§ **What is expected**: Stop after the line with "To summarize the"; until then, please copy every line of the records word for word from the first.

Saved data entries
--- START ---

PR #1519, opened 2020-03-04
Add smile object mapper factory methods

carterkozak:
## After this PR
==COMMIT_MSG==
Add smile object mapper factory methods. These are intentionally not applied to frameworks which require manual action to enable specific encodings (feign, jersey, etc) and are reserved for negotiation where they can be transparently tested (conjure-undertow+dialogue).
==COMMIT_MSG==

## Possible downsides?
Additional dependency on smile, like cbor, and larger API footprint on factory methods. Like CBOR support this is worth the trade-off, especially given the breadth of smile use internally.


ferozco:
👍

PR #1533, opened 2020-03-12
Don't share connection pools

j-baker:
Internally, we've seen a number of issues that appear to be related to connection pool reuse between clients. What we think we see is that a client is hanging onto a connection (which after some period is actually dead, so holding no resources), but the ConnectionPool itself manages a deque of connections, which it synchronizes access too. After long enough runtime, this queue becomes so long that accessing it times out.

Now, the curious thing here is that this connection pool reuse is totally pointless! Reuse relies on the respective connections having the same SSLSocketFactory. And, the tritium instrumentation we do does identity equals - and so this cannot possibly cause any reuse at all.

### DIFF
--- a/changelog/@unreleased/pr-1533.v2.yml
+++ b/changelog/@unreleased/pr-1533.v2.yml
@@ -1,0 +1,5 @@
+type: improvement
+improvement:
+  description: Don't share connection pools between clients.
+  links:
+  - https://github.com/palantir/conjure-java-runtime/pull/1533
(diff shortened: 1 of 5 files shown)


carterkozak:
we should talk :-)

carterkozak:
Generally in favor of this, more metrics tests to fix, and I don't want to merge unless/until @ferozco is happy with it.

ferozco:
To summarize the issue and proposed solution:

We previously had a global connection pool which was conceptually segmented per client instance since connections could not be reused across clients due to their SSLSocketFactory s not being equal [link](https://github.com/square/okhttp/blob/parent-3.13.1/okhttp/src/main/java/okhttp3/Address.java#L181). This resulted in slow lookups into the connection pool and low rates of re-use.

We're changing to having a per client connection pool, which will solve the problem of SSLSocketFactory s being equal. We expect this change to improve performance since connection will be re-usesed and look ups will be faster. Importantly, We will still have a global dispatcher which will continue limit the number of concurrent requests per host to 256.

Does that sound correct?

j-baker:
Exactly

ferozco:
👍

PR #1534, opened 2020-03-13
Revert "Don't share connection pools (#1533)"

j-baker:
This reverts commit 8371185592614760d96467849abc88298bfc3235.

Looking at the code some more, while my argument is correct, a thread is also booted up to clean up the pool periodically. This unfortunately means that in cases where you have issues here (and e.g. create loads and loads of clients unnecessarily), you'll also end up with a thread explosion.


CRogers:
:+1:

--- END ---

§ **Completed task**:
PR #1519, opened 2020-03-04
Add smile object mapper factory methods

carterkozak:
## After this PR
==COMMIT_MSG==
Add smile object mapper factory methods. These are intentionally not applied to frameworks which require manual action to enable specific encodings (feign, jersey, etc) and are reserved for negotiation where they can be transparently tested (conjure-undertow+dialogue).
==COMMIT_MSG==

## Possible downsides?
Additional dependency on smile, like cbor, and larger API footprint on factory methods. Like CBOR support this is worth the trade-off, especially given the breadth of smile use internally.


ferozco:
👍

PR #1533, opened 2020-03-12
Don't share connection pools

j-baker:
Internally, we've seen a number of issues that appear to be related to connection pool reuse between clients. What we think we see is that a client is hanging onto a connection (which after some period is actually dead, so holding no resources), but the ConnectionPool itself manages a deque of connections, which it synchronizes access too. After long enough runtime, this queue becomes so long that accessing it times out.

Now, the curious thing here is that this connection pool reuse is totally pointless! Reuse relies on the respective connections having the same SSLSocketFactory. And, the tritium instrumentation we do does identity equals - and so this cannot possibly cause any reuse at all.

### DIFF
--- a/changelog/@unreleased/pr-1533.v2.yml
+++ b/changelog/@unreleased/pr-1533.v2.yml
@@ -1,0 +1,5 @@
+type: improvement
+improvement:
+  description: Don't share connection pools between clients.
+  links:
+  - https://github.com/palantir/conjure-java-runtime/pull/1533
(diff shortened: 1 of 5 files shown)


carterkozak:
we should talk :-)

carterkozak:
Generally in favor of this, more metrics tests to fix, and I don't want to merge unless/until @ferozco is happy with it.

ferozco:
To summarize the issue and proposed solution:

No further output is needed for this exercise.